Open
Description
I have 8 A100 GPU setup at GCP, and if I run this demo, I got error like this
$$ /export/home/DeepSpeedExamples/applications/DeepSpeed-Chat# python train.py --actor-model facebook/opt-1.3b --reward-model facebook/opt-350m --deployment-type single_node
---=== Running Step 1 ===---
Running:
bash /export/home/DeepSpeedExamples/applications/DeepSpeed-Chat/training/step1_supervised_finetuning/training_scripts/single_node/run_1.3b.sh /export/home/DeepSpeedExamples/applications/DeepSpeed-Chat/output/actor-models/1.3b
---=== Finished Step 1 in 0:00:09 ===---
---=== Running Step 2 ===---
Running:
bash /export/home/DeepSpeedExamples/applications/DeepSpeed-Chat/training/step2_reward_model_finetuning/training_scripts/single_node/run_350m.sh /export/home/DeepSpeedExamples/applications/DeepSpeed-Chat/output/reward-models/350m
---=== Finished Step 2 in 0:00:19 ===---
---=== Running Step 3 ===---
Traceback (most recent call last):
File "train.py", line 210, in <module>
main(args)
File "train.py", line 194, in main
cmd = get_cmd(args, step_num)
File "train.py", line 160, in get_cmd
verify_model(args, 1) # Verify step 1 model exists
File "train.py", line 149, in verify_model
raise RuntimeError(error_str)
RuntimeError: Step 1 model has not been trained. Train it with:
python3 train.py --step 1 --actor-model 1.3b
So I guess it is not even running step 1, then we go to step 1 to run directly, based on the tutorial
now the log shows this
Caught signal 7 (Bus error: nonexistent physical address)

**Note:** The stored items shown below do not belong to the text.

PR #8284, opened 2026-07-30
Fix Now Playing page not following player switches after browser back

### LINKED ISSUE #8283: Now Playing page stops following player switches after a browser-back restore

### Describe the bug

The Now Playing page (`/queue`) permanently stops reacting to player switches after you navigate
away from it and return using the browser back button.

`playback/queue/index.js` calls `remoteControl.init()` **once**, in the controller factory body,
but `remoteControl.destroy()` on **every** `viewbeforehide`. `init()` is the only place that
subscribes to the `playerchange` event; `destroy()` unsubscribes it. Nothing re-subscribes.

Because the legacy view manager caches view DOM nodes and does not re-run the controller factory on
a back-restore (guarded by the `initComplete` expando in
`src/components/viewManager/viewManager.js`), the subscription is never re-established.

Relevant code:

| File | Line | What |
|---|---|---|
| `src/apps/legacy/controllers/playback/queue/index.js` | 13-14 | `remoteControl.init()` in factory body |
| `src/apps/legacy/controllers/playback/queue/index.js` | 50-58 | `viewbeforehide` → `remoteControl.destroy()` |
| `src/components/remotecontrol/remotecontrol.js` | 901 | `init()` → `Events.on(playbackManager, 'playerchange', …)` |
| `src/components/remotecontrol/remotecontrol.js` | 910-914 | `onDialogClosed()` (via `destroy()`) → `Events.off(…)` |
| `src/components/remotecontrol/remotecontrol.js` | 916-918 | `onShow()` → `bindToPlayer` only, no re-subscribe |

I verified this by measuring the live subscriber count. `Events` stores callbacks on the target
object as `obj._callbacks[type]` (`src/utils/events.ts`), so the subscription is directly
observable:

| Step | Route | `playerchange` subscribers | |
|---|---|---|---|
| clean page load | `#/home` | **12** | baseline, `/queue` never loaded |
| fresh view load | `#/queue` | **13** | `init()` subscribes (+1) |
| navigate away | `#/home` | **12** | `destroy()` unsubscribes (−1) |
| **browser back** | `#/queue` | **12** | **never re-subscribes** ← bug |
| hard reload | `#/queue` | **13** | control: fresh load works again |

At step 4 the restored view was visible and otherwise functional, with
`nowPlayingPage.initComplete === true` confirming the controller factory did not re-run. The
sequence reproduced twice; the hard-reload control rules out a measurement artifact.

Note that `onShow()` does re-bind the **per-player** events, so the page is not dead after a
restore — only the `playbackManager`-level `playerchange` subscription is lost.

### Tracked by function identity

Raw subscriber counts are noisy — other modules subscribe and unsubscribe to `playerchange`
independently, so the total moves for unrelated reasons. Isolating the remote control's own handler
by diffing the subscriber array across a fresh `/queue` load (identity comparison, not source
matching) gives an unambiguous result:

| Step | Remote control handler present |
|---|---|
| fresh `/queue` load | **true** |
| navigate away | **false** |
| **browser back** | **false** ← the bug |
| evict from cache, load again | **true** (control) |

At the third step the view was visible with `initComplete === true`.

### Functional consequence

The missing subscription has an observable effect, confirmed by a matched-pair test.
`updateSupportedCommands()` — reachable only via `bindToPlayer`, which `onPlayerChange` calls —
toggles the `hide` class on command buttons. Corrupting those classes and then dispatching
`playerchange` exactly as `triggerPlayerChange` does
(`Events.trigger(playbackManager, 'playerchange', [player, target, previous])`) shows whether the
page can still reconcile its UI:

| | fresh page | restored page |
|---|---|---|
| handler present | true | false |
| command buttons un-hidden (corrupted) | 5 → 0 | 4 → 0 |
| re-hidden after dispatching `playerchange` | **4** | **0** |
| UI reconciled to the player | **yes** | **no** |

So on a freshly loaded Now Playing page a player change makes the page reconcile its controls to
the player's supported commands; on a restored page the identical event does nothing.

### Confirmed with a real cast switch

The above used a synthetic dispatch. The end-to-end path was then confirmed with an actual second
playback target: a second browser session logged into the same server registers as a
remote-control target, so `playbackManager.getTargets()` returns it and casting to it is a genuine
player change (`Html Audio Player` → `Remote Control`, `isLocalPlayer` false).

| | fresh page | restored page (before fix) | restored page (after fix) |
|---|---|---|---|
| handler present | true | **false** | true |
| real `playerchange` fired on cast | **yes** | yes | **yes** |
| remote control re-bound to new player | yes | **no** | **yes** |

"Re-bound" was verified by inspecting the new player's subscriber list: `bindToPlayer` is the only
thing that subscribes `playlistitemadd` / `playlistitemmove` / `playlistitemremove`, and those
appear on the newly-active remote player only when the handler is present.

So the full chain is measured, not inferred: casting to another device fires `playerchange`, and a
restored page without the subscription never receives it.

### Reproduction Steps

1. Start playing something so the Now Playing bar appears.
2. Click the Now Playing bar to open the Now Playing page (`/queue`).
3. Navigate away — click into any library item.
4. Press the **browser back button** to return to the Now Playing page.
5. Switch the active player: cast to another device, or pick a different client from the
   player-selection menu.
6. The page keeps showing and controlling the **previous** player.

Step 4 must land within the 3-slot view cache window (`src/components/viewContainer.js`) and at the
same URL string; `/queue` has no query string, so the cache key is stable. Navigating through 4+
distinct routes before returning evicts the node, forces a fresh load, and the bug does not occur —
which is a useful way to confirm the view cache is the cause.

### Expected/Actual behaviour

**Expected:** after returning to the Now Playing page via browser back, switching the active player
re-points the page at the new player, exactly as it does on a freshly loaded Now Playing page.

**Actual:** the page remains bound to the previous player. Transport controls and the volume slider
target the stale player. The position display and other per-player state still update, which makes
the failure easy to miss.

### Logs

No errors are logged; this is a silent missing subscription.

### Server version

10.12.0

### Web version

12.0.0

### Build version

12.0.0

### Platform

Linux x86_64

### Browser

Firefox 140.0

### Why the obvious fix doesn't work

Moving `init()` into `viewshow` is **not** viable — `init()` is not idempotent. It does
`insertAdjacentHTML` of the volume-control markup (`remotecontrol.js:884` / `:891`) and adds
`submit` listeners to the message forms (`:899-900`). Calling it per-show would duplicate the volume
slider and stack duplicate form handlers.

Suggested fixes, cheapest first:

1. Move the `playerchange` subscription out of `init()` into `onShow()`, paired with the
   `Events.off` already in `onDialogClosed()`. This makes subscribe/unsubscribe symmetric and
   matches what `destroy()` already tears down. `playback/queue/index.js` is the module's only
   consumer, so there is no dialog use case to regress — its `dlg` / `onDialogClosed` naming is
   vestigial from an earlier dialog-based lifecycle, which is likely how the mismatch arose.
2. Split `init()` into a one-time DOM-construction part and a re-runnable binding part.
3. Call `destroy()` only from `viewdestroy` rather than `viewbeforehide`. Weakest option:
   `viewdestroy` is not guaranteed to fire — `viewContainer.reset()` clears `innerHTML` without
   dispatching it.

### Fix verified locally

I implemented option 1 and confirmed it against a rebuilt web client. The change is two lines —
remove the `Events.on` from `init()`, and in `onShow()`:

```js
function onShow(context) {
    // Paired with the Events.off in onDialogClosed. init() only runs once per view node,
    // but the view is hidden and shown repeatedly, so subscribing there left the restored
    // page unsubscribed from playerchange for good. Off first so a repeated show cannot
    // stack duplicate subscriptions.
    Events.off(playbackManager, 'playerchange', onPlayerChange);
    Events.on(playbackManager, 'playerchange', onPlayerChange);
    bindToPlayer(context, playbackManager.getCurrentPlayer());
}
```

The defensive `Events.off` first is not strictly required today — `onShow` and `destroy` are called
1:1 from `viewshow` / `viewbeforehide` — but `Events.on` is a plain `push` with no dedupe, so it
makes a repeated show self-correcting. It mirrors the existing idiom in `emby-playstatebutton` and
`emby-ratingbutton`, where `bindEvents` calls `clearEvents` first for the same reason.

Results, same measurements as above:

| check | before | after |
|---|---|---|
| handler present after browser back | false | **true** |
| **real cast switch on restored page re-binds the remote control** | **no** | **yes** |
| UI reconciled on restored page (corrupt-and-dispatch) | false | **true** (4 buttons re-hidden) |
| handler copies after 5 away/back cycles | — | **1** (no stacking) |
| volume slider / mute button / message form count after 6 cycles | — | **1 each** (no duplicated markup) |

### Root-cause class

The general defect is *side-effectful setup at controller construction paired with destructive
teardown on `viewbeforehide`, with no restore-aware re-init.* The codebase has two valid patterns
and this controller mixes them:

- **Symmetric** — full teardown on `viewbeforehide`, unconditional re-bind on `viewshow`, never
  consults `isRestored`. Reference: the video OSD
  (`src/apps/legacy/controllers/playback/video/index.js:1664` / `:1712`).
- **Guarded** — bind once at construction, wrap re-work in `if (!e.detail.isRestored)`. Used by
  `list.js`, `livetvsuggested.js`, `session/selectServer/index.js`.

`playback/queue/index.js` binds once (guarded pattern) but tears down on every hide (symmetric
pattern), and has no `isRestored` handling anywhere.

sevenrats:
### Changes

remoteControl.init() runs once per view node, but destroy() runs on every
viewbeforehide. Since init() was the only place subscribing to playerchange
and destroy() unsubscribes it, a cached view restored by the browser back
button was left unsubscribed for good: onShow() re-binds the per-player
events but never re-established the playbackManager-level subscription.

Move the subscription to onShow(), pairing it with the Events.off already
in onDialogClosed(). Events.off first so a repeated show cannot stack
duplicate subscriptions.

Verified against a second browser session acting as a real cast target:
before, casting while on a restored Now Playing page left the page bound
to the old player; after, it re-binds. No duplicated volume control or
form handlers across repeated show/hide cycles.

### Issues

Fixes #8283 

### Code assistance

Assisted by Fable

---

### DIFF
--- a/src/components/remotecontrol/remotecontrol.js
+++ b/src/components/remotecontrol/remotecontrol.js
@@ -895,7 +895,6 @@ export default function () {
         bindEvents(context);
         context.querySelector('.sendMessageForm').addEventListener('submit', onMessageSubmit);
         context.querySelector('.typeTextForm').addEventListener('submit', onSendStringSubmit);
-        Events.on(playbackManager, 'playerchange', onPlayerChange);
 
         if (layoutManager.tv) {
             const positionSlider = context.querySelector('.nowPlayingPositionSlider');
@@ -911,6 +910,9 @@ export default function () {
     }
 
     function onShow(context) {
+        // Subscribe here, not in init(): init runs once per node but hide/show repeat.
+        Events.off(playbackManager, 'playerchange', onPlayerChange);
+        Events.on(playbackManager, 'playerchange', onPlayerChange);
         bindToPlayer(context, playbackManager.getCurrentPlayer());
     }
 


src/components/remotecontrol/remotecontrol.js
```diff
@@ -911,6 +910,9 @@ export default function () {
     }
 
     function onShow(context) {
+        // Subscribe here, not in init(): init runs once per node but hide/show repeat.
+        Events.off(playbackManager, 'playerchange', onPlayerChange);
```
thornbill, line 914: Are there cases where `onDialogClosed` is not being called to unsubscribe the event listener?

sevenrats: Not that I'm aware of, but the codebase straddles two approaches currently.  In one approach symmetry is baked into the module and in another it is left to the caller.  The extra Events.off mirrors [emby-ratingbutton](https://github.com/jellyfin/jellyfin-web/blob/8d57e28226fcd021087bb3798f197c073918e3f9/src/elements/emby-ratingbutton/emby-ratingbutton.js#L76) and [emby-playstatebutton](https://github.com/jellyfin/jellyfin-web/blob/8d57e28226fcd021087bb3798f197c073918e3f9/src/elements/emby-playstatebutton/emby-playstatebutton.js#L77), which force symmetry this same way. Events.on has no dedupe, so an unbalanced show would silently double onPlayerChange. This change makes that impossible by mimicking existing idioms. I don't think it's an absolutely necessary component of the bugfix, but it seems more right to me.

thornbill (approved):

==== backtrace (tid: 7626) ====
0 0x0000000000014420 __funlockfile() ???:0
1 0x000000000018bb41 __nss_database_lookup() ???:0
2 0x000000000006929c ncclGroupEnd() ???:0
3 0x000000000005e36d ncclGroupEnd() ???:0
4 0x0000000000008609 start_thread() ???:0
5 0x000000000011f133 clone() ???:0
=================================
[2023-04-25 22:25:44,284] [INFO] [launch.py:428:sigkill_handler] Killing subprocess 6329
[2023-04-25 22:25:44,900] [INFO] [launch.py:428:sigkill_handler] Killing subprocess 6330
[2023-04-25 22:25:45,556] [INFO] [launch.py:428:sigkill_handler] Killing subprocess 6331
[2023-04-25 22:25:46,171] [INFO] [launch.py:428:sigkill_handler] Killing subprocess 6332
[2023-04-25 22:25:46,171] [INFO] [launch.py:428:sigkill_handler] Killing subprocess 6333
[2023-04-25 22:25:46,786] [INFO] [launch.py:428:sigkill_handler] Killing subprocess 6334
[2023-04-25 22:25:47,361] [INFO] [launch.py:428:sigkill_handler] Killing subprocess 6335
[2023-04-25 22:25:47,935] [INFO] [launch.py:428:sigkill_handler] Killing subprocess 6336
[2023-04-25 22:25:48,470] [ERROR] [launch.py:434:sigkill_handler] ['/opt/conda/bin/python3.8', '-u', 'main.py', '--local_rank=7', '--data_path', 'Dahoas/rm-static', 'Dahoas/full-hh-rlhf', 'Dahoas/synthetic-instruct-gptj-pairwise', 'yitingxie/rlhf-reward-datasets', '--data_split', '2,4,4', '--model_name_or_path', 'facebook/opt-1.3b', '--per_device_train_batch_size', '8', '--per_device_eval_batch_size', '8', '--max_seq_len', '512', '--learning_rate', '9.65e-6', '--weight_decay', '0.', '--num_train_epochs', '16', '--gradient_accumulation_steps', '1', '--lr_scheduler_type', 'cosine', '--num_warmup_steps', '0', '--seed', '1234', '--zero_stage', '2', '--deepspeed', '--output_dir', './output'] exits with return code = -7
"training.log" 58L, 5376C
However, 8 A100 GPUs are there dangling doing nothing.
I am wondering if I have any issue configuring this (I successfully installed everything following the doc) and are those scripts at their working conditions? And if there is any unit or module tests to run against before doing any real experiments? I feel that this codebase is not yet ready for users to jump in if the demo cannot even run, or it cannot, at least give some insightful messages.